What you will do | From the data below, copy out every line in which the word "ScheduleTaskAction" occurs.

Dataset entries |
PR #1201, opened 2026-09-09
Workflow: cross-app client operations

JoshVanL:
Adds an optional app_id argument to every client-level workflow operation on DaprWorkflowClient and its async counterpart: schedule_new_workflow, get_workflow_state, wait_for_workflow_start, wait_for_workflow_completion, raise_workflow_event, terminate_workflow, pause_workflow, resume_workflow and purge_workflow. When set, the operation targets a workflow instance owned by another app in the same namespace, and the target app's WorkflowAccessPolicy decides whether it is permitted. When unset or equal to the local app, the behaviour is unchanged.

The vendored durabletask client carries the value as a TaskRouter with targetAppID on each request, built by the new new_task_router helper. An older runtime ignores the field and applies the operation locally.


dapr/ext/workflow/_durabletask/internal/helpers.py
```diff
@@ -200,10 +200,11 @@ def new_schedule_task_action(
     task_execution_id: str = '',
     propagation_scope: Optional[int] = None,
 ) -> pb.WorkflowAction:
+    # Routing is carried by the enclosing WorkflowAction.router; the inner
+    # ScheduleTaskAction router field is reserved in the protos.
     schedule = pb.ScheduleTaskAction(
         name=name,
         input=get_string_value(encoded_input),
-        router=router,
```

Expected answer |
+    # ScheduleTaskAction router field is reserved in the protos.
     schedule = pb.ScheduleTaskAction(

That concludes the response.